(Prompt)
Search the listing below for the word "happens" and copy each line where it appears.

(The input)
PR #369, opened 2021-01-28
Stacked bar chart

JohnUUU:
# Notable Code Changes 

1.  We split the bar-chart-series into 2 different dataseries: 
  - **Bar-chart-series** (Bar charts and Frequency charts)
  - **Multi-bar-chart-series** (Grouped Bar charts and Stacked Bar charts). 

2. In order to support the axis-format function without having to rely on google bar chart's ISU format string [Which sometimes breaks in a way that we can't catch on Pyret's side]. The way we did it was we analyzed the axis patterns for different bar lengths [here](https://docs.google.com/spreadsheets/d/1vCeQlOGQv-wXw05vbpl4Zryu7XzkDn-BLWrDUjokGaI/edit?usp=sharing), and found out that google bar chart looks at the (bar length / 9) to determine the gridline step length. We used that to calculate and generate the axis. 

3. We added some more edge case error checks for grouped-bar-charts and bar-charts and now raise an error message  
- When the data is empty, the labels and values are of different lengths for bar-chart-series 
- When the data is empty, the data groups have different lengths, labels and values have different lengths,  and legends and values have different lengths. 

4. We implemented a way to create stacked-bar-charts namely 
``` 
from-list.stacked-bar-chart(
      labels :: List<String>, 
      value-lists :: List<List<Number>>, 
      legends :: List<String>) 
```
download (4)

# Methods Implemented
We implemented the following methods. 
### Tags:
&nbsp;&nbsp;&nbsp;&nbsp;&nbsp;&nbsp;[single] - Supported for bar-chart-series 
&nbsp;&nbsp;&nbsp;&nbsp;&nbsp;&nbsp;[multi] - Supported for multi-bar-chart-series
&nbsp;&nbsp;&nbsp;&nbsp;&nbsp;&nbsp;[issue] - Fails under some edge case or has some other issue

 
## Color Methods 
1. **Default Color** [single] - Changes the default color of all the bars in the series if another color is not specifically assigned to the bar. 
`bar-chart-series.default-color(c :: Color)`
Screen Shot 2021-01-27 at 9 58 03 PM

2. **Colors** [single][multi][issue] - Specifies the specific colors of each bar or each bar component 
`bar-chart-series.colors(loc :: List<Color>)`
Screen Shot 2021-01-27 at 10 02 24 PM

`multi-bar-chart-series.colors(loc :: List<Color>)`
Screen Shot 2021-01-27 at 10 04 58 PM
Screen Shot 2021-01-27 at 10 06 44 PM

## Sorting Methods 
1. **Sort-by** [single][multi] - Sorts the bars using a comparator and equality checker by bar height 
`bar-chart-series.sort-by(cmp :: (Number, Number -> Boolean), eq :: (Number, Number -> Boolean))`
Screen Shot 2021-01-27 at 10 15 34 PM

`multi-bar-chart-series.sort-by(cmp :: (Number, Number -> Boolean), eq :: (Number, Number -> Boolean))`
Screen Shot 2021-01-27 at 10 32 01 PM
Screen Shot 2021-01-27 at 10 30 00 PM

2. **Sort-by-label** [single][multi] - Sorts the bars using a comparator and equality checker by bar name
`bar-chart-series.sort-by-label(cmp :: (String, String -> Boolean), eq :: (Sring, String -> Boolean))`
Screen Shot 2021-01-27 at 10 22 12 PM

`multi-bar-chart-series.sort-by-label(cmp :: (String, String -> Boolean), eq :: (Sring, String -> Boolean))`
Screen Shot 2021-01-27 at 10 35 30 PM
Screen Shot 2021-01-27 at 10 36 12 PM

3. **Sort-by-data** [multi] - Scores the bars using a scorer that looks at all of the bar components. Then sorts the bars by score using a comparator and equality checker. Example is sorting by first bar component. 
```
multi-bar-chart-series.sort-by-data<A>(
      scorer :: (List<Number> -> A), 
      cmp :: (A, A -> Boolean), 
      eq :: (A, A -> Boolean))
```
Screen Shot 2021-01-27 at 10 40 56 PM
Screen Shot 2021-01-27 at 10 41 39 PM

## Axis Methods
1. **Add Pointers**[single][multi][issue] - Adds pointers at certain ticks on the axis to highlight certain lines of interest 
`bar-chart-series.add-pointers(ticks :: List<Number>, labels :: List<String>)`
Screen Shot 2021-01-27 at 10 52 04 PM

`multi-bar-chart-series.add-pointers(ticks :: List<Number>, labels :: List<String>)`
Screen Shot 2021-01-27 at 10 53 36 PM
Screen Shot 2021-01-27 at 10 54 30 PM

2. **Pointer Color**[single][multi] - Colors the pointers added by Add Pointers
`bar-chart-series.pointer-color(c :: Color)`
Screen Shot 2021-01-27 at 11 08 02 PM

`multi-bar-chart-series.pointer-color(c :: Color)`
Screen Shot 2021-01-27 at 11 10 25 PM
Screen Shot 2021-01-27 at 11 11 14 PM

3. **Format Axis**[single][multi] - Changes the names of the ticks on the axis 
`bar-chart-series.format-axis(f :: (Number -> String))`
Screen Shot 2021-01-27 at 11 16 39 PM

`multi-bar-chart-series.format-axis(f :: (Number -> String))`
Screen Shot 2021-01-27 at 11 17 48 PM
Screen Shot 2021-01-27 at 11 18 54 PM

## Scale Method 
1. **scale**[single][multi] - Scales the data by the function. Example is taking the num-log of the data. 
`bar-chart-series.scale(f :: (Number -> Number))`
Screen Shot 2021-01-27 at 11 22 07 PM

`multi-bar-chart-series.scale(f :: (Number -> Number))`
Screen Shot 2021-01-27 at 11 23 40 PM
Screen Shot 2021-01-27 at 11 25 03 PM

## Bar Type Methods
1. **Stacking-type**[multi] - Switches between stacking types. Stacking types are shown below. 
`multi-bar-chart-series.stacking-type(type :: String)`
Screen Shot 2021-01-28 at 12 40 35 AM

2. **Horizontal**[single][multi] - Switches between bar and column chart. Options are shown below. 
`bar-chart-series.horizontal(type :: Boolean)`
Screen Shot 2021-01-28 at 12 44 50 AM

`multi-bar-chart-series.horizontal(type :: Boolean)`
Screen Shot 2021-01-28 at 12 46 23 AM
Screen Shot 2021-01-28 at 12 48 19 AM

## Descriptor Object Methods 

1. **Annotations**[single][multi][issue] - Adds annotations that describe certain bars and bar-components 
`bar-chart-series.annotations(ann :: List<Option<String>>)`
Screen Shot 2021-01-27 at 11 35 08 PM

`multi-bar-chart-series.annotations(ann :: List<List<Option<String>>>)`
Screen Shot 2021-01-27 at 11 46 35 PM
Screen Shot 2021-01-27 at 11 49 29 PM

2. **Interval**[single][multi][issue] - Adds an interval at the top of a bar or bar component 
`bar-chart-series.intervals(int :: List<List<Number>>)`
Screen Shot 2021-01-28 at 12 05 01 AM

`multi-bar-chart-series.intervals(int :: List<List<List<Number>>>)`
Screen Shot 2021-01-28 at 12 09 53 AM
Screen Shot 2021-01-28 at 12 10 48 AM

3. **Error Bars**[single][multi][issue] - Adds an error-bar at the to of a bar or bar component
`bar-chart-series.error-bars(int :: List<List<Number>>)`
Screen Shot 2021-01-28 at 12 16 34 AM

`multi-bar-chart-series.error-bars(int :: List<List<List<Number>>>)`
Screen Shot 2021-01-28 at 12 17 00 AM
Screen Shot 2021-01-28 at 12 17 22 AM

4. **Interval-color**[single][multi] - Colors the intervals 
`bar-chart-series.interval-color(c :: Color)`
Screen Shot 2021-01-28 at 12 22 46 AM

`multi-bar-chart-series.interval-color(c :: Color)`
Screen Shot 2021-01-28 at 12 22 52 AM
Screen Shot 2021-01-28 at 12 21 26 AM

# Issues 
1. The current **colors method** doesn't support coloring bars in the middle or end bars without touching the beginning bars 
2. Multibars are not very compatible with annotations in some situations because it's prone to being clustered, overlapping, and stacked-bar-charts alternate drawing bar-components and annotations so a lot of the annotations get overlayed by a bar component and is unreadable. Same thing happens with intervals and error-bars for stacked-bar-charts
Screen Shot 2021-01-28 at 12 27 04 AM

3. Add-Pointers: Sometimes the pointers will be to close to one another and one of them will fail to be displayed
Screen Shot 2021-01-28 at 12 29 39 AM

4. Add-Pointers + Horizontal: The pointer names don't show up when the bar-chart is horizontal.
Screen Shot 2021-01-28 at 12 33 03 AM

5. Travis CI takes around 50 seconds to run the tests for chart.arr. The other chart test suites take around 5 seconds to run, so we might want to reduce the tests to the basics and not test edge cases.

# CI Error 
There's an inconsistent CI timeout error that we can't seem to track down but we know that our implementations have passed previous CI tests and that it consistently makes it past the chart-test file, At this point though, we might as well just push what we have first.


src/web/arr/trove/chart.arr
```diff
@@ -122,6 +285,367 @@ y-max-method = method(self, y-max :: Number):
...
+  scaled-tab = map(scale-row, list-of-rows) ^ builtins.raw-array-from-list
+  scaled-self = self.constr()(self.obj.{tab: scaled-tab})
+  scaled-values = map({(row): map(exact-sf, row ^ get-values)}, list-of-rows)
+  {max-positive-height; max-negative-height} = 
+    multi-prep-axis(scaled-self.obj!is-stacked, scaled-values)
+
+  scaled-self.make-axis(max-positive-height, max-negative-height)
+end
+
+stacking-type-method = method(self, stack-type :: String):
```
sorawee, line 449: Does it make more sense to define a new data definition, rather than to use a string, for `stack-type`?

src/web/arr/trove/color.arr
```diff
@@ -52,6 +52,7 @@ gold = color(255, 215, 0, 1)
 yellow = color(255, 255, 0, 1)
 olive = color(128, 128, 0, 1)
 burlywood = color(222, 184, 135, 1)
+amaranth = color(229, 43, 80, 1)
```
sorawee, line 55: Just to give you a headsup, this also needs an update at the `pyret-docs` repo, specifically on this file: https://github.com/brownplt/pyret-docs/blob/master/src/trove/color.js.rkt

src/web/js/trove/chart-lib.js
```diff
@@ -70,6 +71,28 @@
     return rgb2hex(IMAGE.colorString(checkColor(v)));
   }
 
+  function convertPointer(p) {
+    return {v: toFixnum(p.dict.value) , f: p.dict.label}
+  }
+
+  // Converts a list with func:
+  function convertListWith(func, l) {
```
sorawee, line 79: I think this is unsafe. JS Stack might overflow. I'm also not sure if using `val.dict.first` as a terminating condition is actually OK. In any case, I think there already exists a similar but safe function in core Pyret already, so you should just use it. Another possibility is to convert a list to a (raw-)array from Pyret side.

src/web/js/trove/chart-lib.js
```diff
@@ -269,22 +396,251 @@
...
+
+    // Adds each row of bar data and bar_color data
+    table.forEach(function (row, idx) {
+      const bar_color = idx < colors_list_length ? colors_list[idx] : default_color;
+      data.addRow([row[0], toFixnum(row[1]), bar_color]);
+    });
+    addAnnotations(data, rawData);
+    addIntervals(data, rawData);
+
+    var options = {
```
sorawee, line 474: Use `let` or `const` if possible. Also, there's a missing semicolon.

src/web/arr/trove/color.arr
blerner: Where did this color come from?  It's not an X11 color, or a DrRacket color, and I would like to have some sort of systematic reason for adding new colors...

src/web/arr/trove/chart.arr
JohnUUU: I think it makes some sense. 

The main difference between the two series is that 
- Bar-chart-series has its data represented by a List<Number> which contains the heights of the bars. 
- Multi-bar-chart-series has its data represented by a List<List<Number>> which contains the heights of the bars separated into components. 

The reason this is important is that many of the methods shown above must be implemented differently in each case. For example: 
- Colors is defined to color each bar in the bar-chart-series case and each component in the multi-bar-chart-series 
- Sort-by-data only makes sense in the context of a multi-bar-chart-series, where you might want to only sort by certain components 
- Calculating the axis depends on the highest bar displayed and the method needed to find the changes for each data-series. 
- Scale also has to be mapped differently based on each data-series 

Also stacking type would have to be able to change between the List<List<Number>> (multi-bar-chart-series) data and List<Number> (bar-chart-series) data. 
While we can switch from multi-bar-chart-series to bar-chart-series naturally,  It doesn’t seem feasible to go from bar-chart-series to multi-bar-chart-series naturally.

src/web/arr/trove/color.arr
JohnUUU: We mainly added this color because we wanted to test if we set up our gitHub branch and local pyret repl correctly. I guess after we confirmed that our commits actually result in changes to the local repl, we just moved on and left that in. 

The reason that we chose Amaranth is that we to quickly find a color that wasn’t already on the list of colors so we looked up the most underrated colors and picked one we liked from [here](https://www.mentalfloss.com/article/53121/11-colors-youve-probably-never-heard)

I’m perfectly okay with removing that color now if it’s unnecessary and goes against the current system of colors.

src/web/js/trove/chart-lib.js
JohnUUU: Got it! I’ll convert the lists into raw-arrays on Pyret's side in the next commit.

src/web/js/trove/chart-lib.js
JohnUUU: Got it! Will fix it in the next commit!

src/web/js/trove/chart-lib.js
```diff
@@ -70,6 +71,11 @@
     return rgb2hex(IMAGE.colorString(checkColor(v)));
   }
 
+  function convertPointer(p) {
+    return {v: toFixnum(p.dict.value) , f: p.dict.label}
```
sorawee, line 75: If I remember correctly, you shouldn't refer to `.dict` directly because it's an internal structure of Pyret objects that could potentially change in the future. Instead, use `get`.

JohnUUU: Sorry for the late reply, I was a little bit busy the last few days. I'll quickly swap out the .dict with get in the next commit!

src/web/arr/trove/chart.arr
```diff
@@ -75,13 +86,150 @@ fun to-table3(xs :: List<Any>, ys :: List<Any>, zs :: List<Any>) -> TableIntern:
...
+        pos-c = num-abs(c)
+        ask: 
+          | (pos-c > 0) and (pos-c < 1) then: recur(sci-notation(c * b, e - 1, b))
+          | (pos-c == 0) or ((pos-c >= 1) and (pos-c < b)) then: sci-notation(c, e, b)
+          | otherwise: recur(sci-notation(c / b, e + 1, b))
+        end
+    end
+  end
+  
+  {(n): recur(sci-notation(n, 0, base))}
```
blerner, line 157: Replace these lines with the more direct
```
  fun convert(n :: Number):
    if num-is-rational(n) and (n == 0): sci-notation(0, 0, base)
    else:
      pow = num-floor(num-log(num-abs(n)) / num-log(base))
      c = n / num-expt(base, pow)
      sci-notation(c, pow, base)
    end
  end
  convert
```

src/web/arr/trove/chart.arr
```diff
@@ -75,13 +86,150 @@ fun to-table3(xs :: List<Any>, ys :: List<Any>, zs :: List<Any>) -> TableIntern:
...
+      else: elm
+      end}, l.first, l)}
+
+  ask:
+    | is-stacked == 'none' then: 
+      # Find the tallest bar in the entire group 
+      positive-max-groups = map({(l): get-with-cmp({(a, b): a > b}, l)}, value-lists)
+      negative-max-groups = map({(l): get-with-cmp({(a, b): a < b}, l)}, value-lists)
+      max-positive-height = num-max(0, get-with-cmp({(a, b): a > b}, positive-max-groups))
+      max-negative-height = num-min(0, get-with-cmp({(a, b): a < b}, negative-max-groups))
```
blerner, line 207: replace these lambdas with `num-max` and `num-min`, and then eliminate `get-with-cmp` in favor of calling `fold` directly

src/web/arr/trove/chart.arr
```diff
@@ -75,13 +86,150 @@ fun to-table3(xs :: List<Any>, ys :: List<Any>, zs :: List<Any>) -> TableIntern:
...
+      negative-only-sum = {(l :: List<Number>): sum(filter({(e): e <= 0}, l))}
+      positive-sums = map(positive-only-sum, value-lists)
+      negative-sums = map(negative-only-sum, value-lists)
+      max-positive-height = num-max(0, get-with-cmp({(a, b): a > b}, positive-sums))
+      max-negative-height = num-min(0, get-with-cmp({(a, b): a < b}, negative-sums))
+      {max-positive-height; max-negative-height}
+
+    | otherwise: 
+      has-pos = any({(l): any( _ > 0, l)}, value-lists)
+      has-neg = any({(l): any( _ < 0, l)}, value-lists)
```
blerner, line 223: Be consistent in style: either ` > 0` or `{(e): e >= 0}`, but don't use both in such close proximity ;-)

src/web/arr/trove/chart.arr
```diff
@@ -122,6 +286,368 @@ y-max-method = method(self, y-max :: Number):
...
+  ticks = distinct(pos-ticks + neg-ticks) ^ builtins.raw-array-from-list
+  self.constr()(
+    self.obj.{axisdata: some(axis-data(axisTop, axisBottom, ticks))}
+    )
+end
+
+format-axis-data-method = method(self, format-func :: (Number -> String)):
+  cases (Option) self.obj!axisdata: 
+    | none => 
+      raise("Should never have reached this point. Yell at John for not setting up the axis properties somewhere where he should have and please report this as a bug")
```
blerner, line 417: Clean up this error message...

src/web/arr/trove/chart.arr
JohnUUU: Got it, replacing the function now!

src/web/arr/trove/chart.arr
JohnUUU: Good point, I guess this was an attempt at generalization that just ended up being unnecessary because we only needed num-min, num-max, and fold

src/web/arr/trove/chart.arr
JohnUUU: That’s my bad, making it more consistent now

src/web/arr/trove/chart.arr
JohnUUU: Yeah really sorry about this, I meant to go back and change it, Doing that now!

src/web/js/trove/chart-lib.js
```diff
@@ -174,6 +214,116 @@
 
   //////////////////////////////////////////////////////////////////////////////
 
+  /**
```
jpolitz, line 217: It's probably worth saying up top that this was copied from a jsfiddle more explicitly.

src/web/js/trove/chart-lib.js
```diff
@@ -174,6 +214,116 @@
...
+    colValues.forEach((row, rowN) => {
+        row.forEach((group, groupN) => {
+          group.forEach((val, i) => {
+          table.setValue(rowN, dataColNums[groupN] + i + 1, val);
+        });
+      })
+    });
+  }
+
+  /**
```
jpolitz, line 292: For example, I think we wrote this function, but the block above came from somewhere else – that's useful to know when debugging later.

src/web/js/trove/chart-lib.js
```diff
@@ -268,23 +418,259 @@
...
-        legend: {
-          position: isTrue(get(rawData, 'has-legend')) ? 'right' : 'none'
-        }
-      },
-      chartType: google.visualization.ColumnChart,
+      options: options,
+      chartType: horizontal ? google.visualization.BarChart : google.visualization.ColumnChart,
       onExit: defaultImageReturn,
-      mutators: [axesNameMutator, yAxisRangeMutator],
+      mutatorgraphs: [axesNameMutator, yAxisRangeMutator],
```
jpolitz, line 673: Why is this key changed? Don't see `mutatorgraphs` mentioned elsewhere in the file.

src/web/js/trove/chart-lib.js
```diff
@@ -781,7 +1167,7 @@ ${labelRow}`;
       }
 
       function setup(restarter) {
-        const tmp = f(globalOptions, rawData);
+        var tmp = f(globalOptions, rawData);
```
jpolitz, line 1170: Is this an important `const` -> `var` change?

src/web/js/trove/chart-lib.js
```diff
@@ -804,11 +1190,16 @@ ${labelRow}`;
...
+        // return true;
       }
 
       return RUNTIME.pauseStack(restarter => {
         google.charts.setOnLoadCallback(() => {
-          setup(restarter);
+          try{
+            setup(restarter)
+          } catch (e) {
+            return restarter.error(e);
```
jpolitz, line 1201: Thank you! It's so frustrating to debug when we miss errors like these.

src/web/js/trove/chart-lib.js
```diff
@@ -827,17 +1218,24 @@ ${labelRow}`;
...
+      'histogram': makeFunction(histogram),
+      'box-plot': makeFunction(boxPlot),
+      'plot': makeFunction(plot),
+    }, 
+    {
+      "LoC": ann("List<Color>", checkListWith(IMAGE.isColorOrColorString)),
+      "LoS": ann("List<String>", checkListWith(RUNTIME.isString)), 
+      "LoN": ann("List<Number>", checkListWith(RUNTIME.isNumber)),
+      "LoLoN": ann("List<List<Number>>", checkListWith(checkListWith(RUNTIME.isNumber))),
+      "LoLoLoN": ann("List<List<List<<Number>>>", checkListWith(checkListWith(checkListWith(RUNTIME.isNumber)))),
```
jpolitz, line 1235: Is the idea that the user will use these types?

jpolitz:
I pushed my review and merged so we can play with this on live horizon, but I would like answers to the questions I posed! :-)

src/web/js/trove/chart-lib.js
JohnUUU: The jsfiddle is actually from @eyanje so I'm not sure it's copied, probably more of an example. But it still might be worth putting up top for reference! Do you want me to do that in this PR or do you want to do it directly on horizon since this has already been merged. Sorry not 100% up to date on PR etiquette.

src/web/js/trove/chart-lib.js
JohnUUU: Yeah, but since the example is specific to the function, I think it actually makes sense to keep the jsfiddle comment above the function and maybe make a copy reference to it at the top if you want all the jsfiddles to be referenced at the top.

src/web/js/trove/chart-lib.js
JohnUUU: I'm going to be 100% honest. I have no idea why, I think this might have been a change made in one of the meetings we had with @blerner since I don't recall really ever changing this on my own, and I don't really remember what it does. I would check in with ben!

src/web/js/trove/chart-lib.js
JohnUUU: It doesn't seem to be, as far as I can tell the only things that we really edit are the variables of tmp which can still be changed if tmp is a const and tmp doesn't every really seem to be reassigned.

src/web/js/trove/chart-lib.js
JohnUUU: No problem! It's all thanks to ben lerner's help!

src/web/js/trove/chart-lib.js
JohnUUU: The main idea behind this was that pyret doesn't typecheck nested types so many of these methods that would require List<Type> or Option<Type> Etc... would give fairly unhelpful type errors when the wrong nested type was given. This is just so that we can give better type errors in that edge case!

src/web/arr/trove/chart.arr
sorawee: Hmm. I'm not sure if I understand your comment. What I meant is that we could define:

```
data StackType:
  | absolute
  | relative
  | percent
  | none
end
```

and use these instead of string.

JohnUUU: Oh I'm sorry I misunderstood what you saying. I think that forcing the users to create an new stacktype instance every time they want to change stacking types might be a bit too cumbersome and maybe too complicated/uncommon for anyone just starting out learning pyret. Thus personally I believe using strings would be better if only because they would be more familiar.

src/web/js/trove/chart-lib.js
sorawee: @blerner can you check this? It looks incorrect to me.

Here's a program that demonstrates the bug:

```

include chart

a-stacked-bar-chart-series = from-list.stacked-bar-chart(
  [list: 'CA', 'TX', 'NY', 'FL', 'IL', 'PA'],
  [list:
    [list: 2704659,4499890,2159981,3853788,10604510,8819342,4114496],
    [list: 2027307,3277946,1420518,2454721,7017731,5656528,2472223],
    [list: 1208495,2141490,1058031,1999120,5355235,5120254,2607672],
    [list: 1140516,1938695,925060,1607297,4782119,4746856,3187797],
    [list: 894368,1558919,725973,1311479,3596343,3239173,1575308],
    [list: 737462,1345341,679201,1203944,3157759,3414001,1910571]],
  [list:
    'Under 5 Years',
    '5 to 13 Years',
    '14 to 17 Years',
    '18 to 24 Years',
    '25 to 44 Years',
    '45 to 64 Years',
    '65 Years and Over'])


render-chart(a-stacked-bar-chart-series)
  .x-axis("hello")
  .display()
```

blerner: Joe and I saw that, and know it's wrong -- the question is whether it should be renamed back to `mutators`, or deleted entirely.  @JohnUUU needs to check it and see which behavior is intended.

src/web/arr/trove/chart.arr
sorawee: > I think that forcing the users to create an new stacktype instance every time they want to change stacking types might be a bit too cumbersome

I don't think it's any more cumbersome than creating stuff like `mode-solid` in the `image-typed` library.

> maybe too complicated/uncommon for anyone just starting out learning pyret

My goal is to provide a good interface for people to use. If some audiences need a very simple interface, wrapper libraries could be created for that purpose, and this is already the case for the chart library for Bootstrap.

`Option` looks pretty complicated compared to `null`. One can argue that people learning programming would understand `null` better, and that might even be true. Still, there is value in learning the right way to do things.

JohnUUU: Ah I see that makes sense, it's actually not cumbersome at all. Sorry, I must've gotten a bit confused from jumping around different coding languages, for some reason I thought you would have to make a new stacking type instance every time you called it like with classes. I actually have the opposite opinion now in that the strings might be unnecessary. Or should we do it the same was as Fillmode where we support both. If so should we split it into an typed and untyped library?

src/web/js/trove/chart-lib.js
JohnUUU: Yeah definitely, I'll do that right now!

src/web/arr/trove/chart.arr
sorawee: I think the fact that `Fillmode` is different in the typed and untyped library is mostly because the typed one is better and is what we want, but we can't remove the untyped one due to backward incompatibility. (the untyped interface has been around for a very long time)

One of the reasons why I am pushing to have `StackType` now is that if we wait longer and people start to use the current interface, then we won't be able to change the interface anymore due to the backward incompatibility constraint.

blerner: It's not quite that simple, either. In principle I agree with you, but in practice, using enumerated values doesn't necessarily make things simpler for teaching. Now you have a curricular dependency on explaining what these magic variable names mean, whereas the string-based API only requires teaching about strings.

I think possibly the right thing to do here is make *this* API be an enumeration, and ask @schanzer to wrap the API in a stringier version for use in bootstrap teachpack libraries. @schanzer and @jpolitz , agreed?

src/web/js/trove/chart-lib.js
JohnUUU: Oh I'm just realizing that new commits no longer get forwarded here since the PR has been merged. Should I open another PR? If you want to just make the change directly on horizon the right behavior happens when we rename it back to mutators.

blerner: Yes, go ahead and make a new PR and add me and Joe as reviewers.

(Written solution)
2. Multibars are not very compatible with annotations in some situations because it's prone to being clustered, overlapping, and stacked-bar-charts alternate drawing bar-components and annotations so a lot of the annotations get overlayed by a bar component and is unreadable. Same thing happens with intervals and error-bars for stacked-bar-charts
JohnUUU: Oh I'm just realizing that new commits no longer get forwarded here since the PR has been merged. Should I open another PR? If you want to just make the change directly on horizon the right behavior happens when we rename it back to mutators.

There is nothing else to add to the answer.